= 2012 Tercera División play-offs =

Spanish football play-offs

The 2012 Tercera División play-offs to Segunda División B from Tercera División (Promotion play-offs) were the final playoffs for the promotion from 2011 to 2012 Tercera División to 2012–13 Segunda División B. The first four teams in each group (excluding reserve teams) took part in the play-off.

==Format==

The eighteen group winners have the opportunity to be promoted directly to Segunda División B. The eighteen group winners were drawn into a two-legged series where the nine winners will promote to Segunda División B. The nine losing clubs will enter the play-off round for the last nine promotion spots.

The eighteen runners-up were drawn against one of the seventeen fourth-placed clubs outside their group and the eighteen third-placed clubs were drawn against one another in a two-legged series. The twenty-seven winners will advance with the nine losing clubs from the champions' series to determine the eighteen teams that will enter the last two-legged series for the last nine promotion spots. In all the playoff series, the lower-ranked club play at home first. Whenever there is a tie in position (e.g. like the group winners in the champions' series or the third-placed teams in the first round), a draw determines the club to play at home first.
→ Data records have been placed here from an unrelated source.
PR #7844, opened 2026-08-23
Fix Codex agent usage limits with Codex 0.149

### LINKED ISSUE #7648: Codex 0.149 breaks Agents panel limit display

gcarrep:
Fixes #7648.

Codex 0.149 removed the `untrusted` approval policy, which made the agents collector fail before its app-server RPC handshake and display `Codex limits unavailable`. Use the supported `never` policy while retaining the read-only sandbox.

Adds a regression test that verifies the app-server invocation.

Tested: `./test/shell`

### DIFF
--- a/bin/omarchy-agent-usage-codex
+++ b/bin/omarchy-agent-usage-codex
@@ -528,7 +528,7 @@ def fetch_codex_rpc():
 
   try:
     proc = subprocess.Popen(
-      [codex, "-s", "read-only", "-a", "untrusted", "app-server"],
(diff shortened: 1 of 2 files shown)


gcarrep:
Closing in favor of the existing PRs linked from #7648.

PR #7847, opened 2026-08-23
[Security] Stop a video title from becoming the Download Video play command

acrogenesis:
The Download Video shortcut (`Alt+Shift+D`) hands the current tab URL to `yt-dlp` and attaches a notification click action of `mpv <path>`. That path came from a line-oriented `--print after_move` record that also included `%(title)s`.

A page can put newlines and tabs in its video title. `--restrict-filenames` sanitizes the saved filename, but not the printed title, so one yt-dlp record becomes several `OMARCHY_FILE` lines. The extra line can replace the path with an mpv option such as `--include=...`. Clicking "Download complete" then runs that option via the `omarchy-exec` hint (`bash -lc` → `mpv`).

Public report: https://mehmetince.net/omarchy/

## Change

- Print only `%(filepath)s` after a successful move. Toast text is derived from the filename, not page metadata.
- Ignore any printed path that is not a regular file inside the download directory (forged options, control characters, and directory escapes).
- Invoke `mpv -- <file>` so a leading-dash path cannot be parsed as an mpv option.
- Pass `--no-exec` and `--` to yt-dlp.
- Simulate `--print '%(title)s'` first and refuse the download when the title contains control characters. A hidden clip is no longer enough to land a file; the toast is "Download refused" instead of "Download complete".

## Test

`bash test/shell.d/chromium-ytdlp-test.sh` covers the real-file accept path, forged `--include` records, out-of-dir files, escaping symlinks, control characters in paths and titles, leading-dash titles, `mpv --`, and keeping a real file after a poisoned record.

`./test/cli` still passes.

### DIFF
--- a/bin/omarchy-chromium-ytdlp-host
+++ b/bin/omarchy-chromium-ytdlp-host
@@ -100,7 +100,9 @@ download_url() {
 
   # Stream the download: OMARCHY_PROG carries the percent (drives the OSD), and
   # OMARCHY_FILE and OMARCHY_TITLE (printed only after a successful move) carry the
-  # path and the title. The title is JSON-encoded so metadata cannot forge a record.
+  # path and the title. The title is JSON-encoded so metadata cannot forge a record,
+  # and the file is named after it: yt-dlp strips control characters from a filename
+  # with or without --restrict-filenames, so a record is still only ever one line.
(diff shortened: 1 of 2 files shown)


acrogenesis:
https://x.com/mdisec/status/2091293921468932420

rick:
pillbrah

== Group Winners promotion play-off ==

=== Qualified teams ===
The draw took place in the RFEF headquarters, in Las Rozas (Madrid), on 14 May 2012, 17:00 CEST.

| Group | Team |
|---|---|
| 1 | Ourense |
| 2 | Caudal |
| 3 | Noja |
| 4 | Laudio |
| 5 | AE Prat |
| 6 | Catarroja |
| 7 | Fuenlabrada |
| 8 | Real Valladolid B |
| 9 | Loja |

| Group | Team |
|---|---|
| 10 | Atlético Sanluqueño |
| 11 | Constància |
| 12 | Marino |
| 13 | Yeclano |
| 14 | Arroyo |
| 15 | Peña Sport |
| 16 | SD Logroñés |
| 17 | Ejea |
| 18 | Villarrobledo |

=== Matches ===

The aggregate winners will be promoted to Segunda División B. The aggregate losers were relegated to the Non-champions promotion play-off Second Round.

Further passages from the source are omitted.